The selling stockholders may also sell shares under Rule 144 under the Securities Act of 1933, as amended, or the Securities Act, if available, rather than under this prospectus.
Broker-dealers engaged by the selling stockholders may arrange for other brokers-dealers to participate in sales. Broker-dealers may receive commissions or discounts from the selling stockholders (or, if any broker-dealer acts as agent for the purchaser of shares, from the purchaser) in amounts to be negotiated, but, except as set forth in a supplement to this Prospectus, in the case of an agency transaction not in excess of a customary brokerage commission in compliance with NASDR Rule 2440; and in the case of a principal transaction a markup or markdown in compliance with NASDR IM-2440.
In connection with the sale of the common stock or interests therein, the selling stockholders may enter into hedging transactions with broker-dealers or other financial institutions, which may in turn engage in short sales of the common stock in the course of hedging the positions they assume. The selling stockholders may also sell shares of the common stock short and deliver these securities to close out their short positions, or loan or pledge the common stock to broker-dealers that in turn may sell these securities. The selling stockholders may also enter into option or other transactions with broker-dealers or other financial institutions or the creation of one or more derivative securities which require the delivery to such broker-dealer or other financial institution of shares offered by this prospectus, which shares such broker-dealer or other financial institution may resell pursuant to this prospectus (as supplemented or amended to reflect such transaction).

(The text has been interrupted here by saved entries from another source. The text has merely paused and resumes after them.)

PR #268, opened 2025-12-19
fix(release): don't cd into rel directory before starting app

mhanberg:
Changing the directory before changes the cwd as seen by expert, so the
log file is placed in the wrong spot.

I'm not actually sure if the windows script works, but we can have
someone test it.

### DIFF
--- a/apps/expert/rel/overlays/bin/start_expert.bat
+++ b/apps/expert/rel/overlays/bin/start_expert.bat
@@ -1,4 +1,4 @@
 @echo off
 
-"%~dp0plain.bat" eval "System.no_halt(true); Application.ensure_all_started(:xp_expert)" --stdio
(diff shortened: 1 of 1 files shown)


apps/expert/rel/overlays/bin/start_expert.bat
```diff
@@ -1,5 +1,4 @@
 @echo off
 
-cd /d "%~dp0"
-.\plain.bat eval "System.no_halt(true); Application.ensure_all_started(:xp_expert)" --stdio
+"%~dp0plain.bat" eval "System.no_halt(true); Application.ensure_all_started(:xp_expert)" --stdio
```
doorgan: I forgot to pass the args in the windows file instead of hardcoding `--stdio`
```suggestion
"%~dp0plain.bat" eval "System.no_halt(true); Application.ensure_all_started(:xp_expert)" %*
```

PR #272, opened 2025-12-20
fix: support Nushell for PATH detection

leonqadirie:
Adds Nushell (`nu`) support to `path_env_at_directory/2` in `port.ex`.
Specifically: Adds a `"nu"` case in `path_env_at_directory/2` that uses `;` for command chaining and `$env.PATH | str join ":"` to convert the PATH list to a colon-separated string.

---
Nushell differs from POSIX shells in two ways:
- The `&&` operator is not supported (requires `;` or `and`)
- PATH is stored as a list in `$env.PATH`, not a colon-separated string

Currently, Expert crashes immediately when `SHELL` is set to Nushell:

```
Error: nu::parser::shell_andand

  x The '&&' operator is not supported in Nushell
   ,-[source:1:39]
 1 | cd /path/to/project && printf "EXPERT_PATH:%s:EXPERT_PATH" "$PATH"
   :                     ^|
   :                      `-- instead of '&&', use ';' or 'and'
```

### DIFF
--- a/apps/expert/lib/expert/port.ex
+++ b/apps/expert/lib/expert/port.ex
@@ -107,12 +107,12 @@ defmodule Expert.Port do
           ["-l", "-c", cmd]
 
         "nu" ->
-            # Nushell stores PATH as a list in $env.PATH, so we join with colons.
-            # Nushell doesn't support && operator, use ; instead.
-            cmd =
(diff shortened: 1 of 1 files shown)


mhanberg:
Looks good, just fix up the formatter errors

The selling stockholders who are registered broker-dealers are deemed to be “underwriters” within the meaning of the Securities Act. In addition, selling stockholders who are affiliates of registered broker-dealers may be deemed to be “underwriters” within the meaning of the Securities Act if such selling stockholder (i) did not acquire the shares of common stock in the ordinary course of business or (ii) had any agreement or understanding, directly or indirectly, with any person to distribute the shares of common stock. In such event, any commissions received by such broker-dealers or agents and any profit on the resale of the shares purchased by them may be deemed to be underwriting commissions or discounts under the Securities Act, and such selling stockholders may be subject to certain additional regulations and statutory liabilities under the Securities Act and Exchange Act. Except for the warrants to purchase 348,876 shares of our common stock issued to Rodman & Renshaw, LLC and Roth Capital Partners, LLC and as otherwise described in the footnotes to the Selling Stockholders table, to our knowledge and based upon information we received from the selling security holders, (i) each selling security holder that is a registered broker-dealer or affiliated with a registered broker-dealer acquired the shares of common stock in the ordinary course of business, (ii) such selling security holder did not have any agreement or understanding, directly or indirectly, with any person to distribute the shares of common stock, and (iii) no such selling security holder received any securities as underwriting compensation. We are also not aware of any underwriting plan or agreement, underwriters’ or dealers’ compensation, or passive market making or stabilizing transactions involving the purchase or distribution of these securities. In no event shall any broker-dealer receive fees, commissions and markups which, in the aggregate, would exceed eight percent (8%).
18
We are required to pay certain fees and expenses incurred by us incident to the registration of the shares. We have agreed to indemnify the selling stockholders against certain losses, claims, damages and liabilities, including liabilities under the Securities Act.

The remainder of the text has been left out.